The roles of personal investment and reasoning competence in career-relevant everyday problem solving
- PMID: 9296950
- DOI: 10.1006/jecp.1997.2374
The roles of personal investment and reasoning competence in career-relevant everyday problem solving
Abstract
To examine developmental differences in practical problem-solving, 51 late adolescents and 52 young adults were presented measures of everyday problem-solving that were either self-relevant or self-neutral. Results indicated: (a) a developmental shift in everyday problem-solving strategies, such that adolescents rated higher than adults those strategies that involved reconsideration of the problem situations and adapting to the conditions of the problems.
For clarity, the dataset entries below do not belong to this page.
PR #2115, opened 2019-02-21
fix(package): hljs cli now in main branch

### LINKED ISSUE #2112: Difficulty Installing respec dependencies.
* ReSpec version: 24.3.3
* Linux Fedora OS

Difficulty Installing respec dependencies.

Steps to reproduce: `npm install`

I have npm errors while trying to install respec dependencies for the first time so I can run some  tests.  Later I discovered it was due to a dependency *highlight.js*  from _package.json_ `(    "highlight.js": "github:highlightjs/highlight.js#cli" )` which breaks the installation as it is being stuck for a reason I suspect is related to the given error: 

`Command failed: /usr/bin/git checkout cli`
`error: pathspec 'cli' did not match any file(s) known to git.`

Removing this line from _package.json_ and running `npm install` installs all dependencies. But highlight is needed and i do not know how to install this dependency, Installing it independently from npm it has a  file structure which is different from what respec uses for builds/commands so I had to remove it.

Any help would be appreciated as I am so humbled to be able contributes here and I have been stuck trying different things so far.

marcoscaceres:
fixes #2112

### DIFF
--- a/package-lock.json
+++ b/package-lock.json
@@ -1359,17 +1359,17 @@
       "dev": true
     },
     "acorn-globals": {
-      "version": "3.1.0",
-      "resolved": "https://registry.npmjs.org/acorn-globals/-/acorn-globals-3.1.0.tgz",
-      "integrity": "sha1-/YJw9x+7SZawBPqIDuXUZXOnMb8=",
+      "version": "1.0.9",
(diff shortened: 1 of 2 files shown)


saschanaz:
Can't use the updated npm package?

marcoscaceres:
Soon, the hljs release failed and it’s not something I can fix :(

PR #2116, opened 2019-02-21
fix(core/utils): treat introductory matter as non-normative

### LINKED ISSUE #2114: SOTD section is informative
## Important info

* URL to affected spec: https://w3c.github.io/pointerevents/
  (more precisely, as of
 https://raw.githubusercontent.com/w3c/pointerevents/298f3f4730b7afe18d31b86856672ea71ca0d141/index.html )

* ReSpec version: 24.3.3

## Description of problem

Respec seems to treat the SOTD section as normative for the purpose of external references.

The PointerEvents reference appears as a normative reference with ReSpec. [[PointerEvents]] appear 3 times in the draft:
1. in the SOTD, to mention  that pointerevents2 is an update of pointerevents 1.
2. in a note
3. in an informative section

Changing the occurrence [[PointerEvents]] to [[?PointerEvents]] in the SOTD fixes the issue.

But what I was expecting?:

References in the SOTD are informative references by default instead of normative.

Optional, steps to reproduce:
 1. Use the [pointerevents](https://raw.githubusercontent.com/w3c/pointerevents/298f3f4730b7afe18d31b86856672ea71ca0d141/index.html) draft as of February 11, 2019.
2. Load and see that Pointerevents is a normative reference in the references section
3. Change the occurrence [[PointerEvents]] to [[?PointerEvents]] in the SOTD
4. See that the reference is now informative in the references section

marcoscaceres:
* fixes #2114

### DIFF
--- a/src/core/utils.js
+++ b/src/core/utils.js
@@ -100,7 +100,7 @@ const fetchDestinations = new Set([
 
 // CSS selector for matching elements that are non-normative
 export const nonNormativeSelector =
-  ".informative, .note, .issue, .example, .ednote, .practice";
+  ".informative, .note, .issue, .example, .ednote, .practice, .introductory";
 
 export function calculateLeftPad(text) {
   if (typeof text !== "string") {
--- a/src/core/utils.js
+++ b/src/core/utils.js
@@ -4,7 +4,7 @@
 // As the name implies, this contains a ragtag gang of methods that just don't fit
 // anywhere else.
 import { lang as docLang } from "./l10n";
-import marked from "../deps/marked";
+import marked from "marked";
 import { pub } from "./pubsubhub";
 export const name = "core/utils";
 
--- a/src/core/utils.js
+++ b/src/core/utils.js
@@ -4,7 +4,7 @@
 // As the name implies, this contains a ragtag gang of methods that just don't fit
 // anywhere else.
 import { lang as docLang } from "./l10n";
-import marked from "marked";
+import marked from "deps/marked";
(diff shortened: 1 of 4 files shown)


src/core/utils.js
```diff
@@ -4,7 +4,7 @@
 // As the name implies, this contains a ragtag gang of methods that just don't fit
 // anywhere else.
 import { lang as docLang } from "./l10n";
-import marked from "marked";
+import marked from "deps/marked";
```
marcoscaceres: @saschanaz this was causing issues in the testing environment... but I think it will break in VSCode. Any suggestion for what I should set the path to?

saschanaz: `"marked"` should just work as we set both requirejs and karma mappings. AFAIK this hasn't caused a problem recently...

marcoscaceres: It's giving me grief via http://localhost:5000/tests/SpecRunner.html

marcoscaceres: If "../deps/marked" is not too offensive, it seems to work across everything. Would it be ok to go with that?

marcoscaceres: Actually, I think I know how to fix it.

saschanaz: Anything except `"marked"` will break `@ts-check` (although `core/utils` currently lacks it). Maybe the SpecRunner should get the `paths` field synchronized with `profile-w3c-common.js`?

marcoscaceres:
Happy now 😇

PR #2118, opened 2019-02-23
Part 1 - refactor: use textContent instead of innerText

marcoscaceres:


marcoscaceres:
@saschanaz sending quite a large refactor in parts for you.

src/core/algorithms.js
```diff
@@ -1,5 +1,5 @@
 /**
-Currently used only for adding 'assert' class to algorithm lists  
+Currently used only for adding 'assert' class to algorithm lists
```
saschanaz: Maybe we should add `no-trailing-space` eslint rule.

marcoscaceres: Yeah, would be good.

src/core/utils.js
```diff
@@ -211,7 +211,7 @@ export function normalizePadding(text = "") {
   }
   doc.normalize();
   // use the first space as an indicator of how much to chop off the front
-  const firstSpace = doc.body.innerText
+  const firstSpace = doc.body.textContent
```
saschanaz: I think we should keep this as it is... Or we just replace this bulky function with `reindent()` in `core/reindent`.

marcoscaceres: I'd like to eventually use `reindent()` - that would be great. I need to try it and make sure it handles all the special cases that this one needed to deal with.

marcoscaceres: In any case, I don't think there is any valid reason for this to be using `innerText`

saschanaz: I was concerned about `innerText`s special behavior that converts `<br>` to `\n` and we are using the exact character here. Thinking more, yeah, I think it's okay. This is currently only for markdown and IDL strings that won't (normally) use any `<br>`.

marcoscaceres: Understood. I didn't think of that, but I agree that it should be ok. The markdown is supposed to be processed as given, not as displayed.

PR #2119, opened 2019-02-23
Part 2 - feat(core/biblio): export const biblio

marcoscaceres:


src/core/biblio.js
```diff
@@ -53,7 +54,7 @@ export async function updateFromNetwork(
   const refsToFetch = [...new Set(refs)].filter(ref => ref.trim());
   // Update database if needed, if we are online
   if (!refsToFetch.length || navigator.onLine === false) {
-    return;
+    return null;
```
saschanaz: Do we prefer returning `null`? I have no strong opinion.

marcoscaceres: yeah, the others all return either null or an object.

By contrast, young adults rated higher more goal-defensive strategies than adolescents; (b) reasoning competence was more strongly related to ratings of self-relevant problems than to ratings of self-neutral problems, but only for the adolescents, providing some support for a relation between reasoning competence and everyday problem-solving; and (c) relevance effects on strategy ratings were clearly evidenced as both age groups rated planning for the future and shaping the present environment to correspond to their current goals higher for self-relevant than for neutral problems. These findings are discussed in terms of the possible roles of domain specifically, personal investment, age, and reasoning competence in adolescent and adult everyday problem-solving.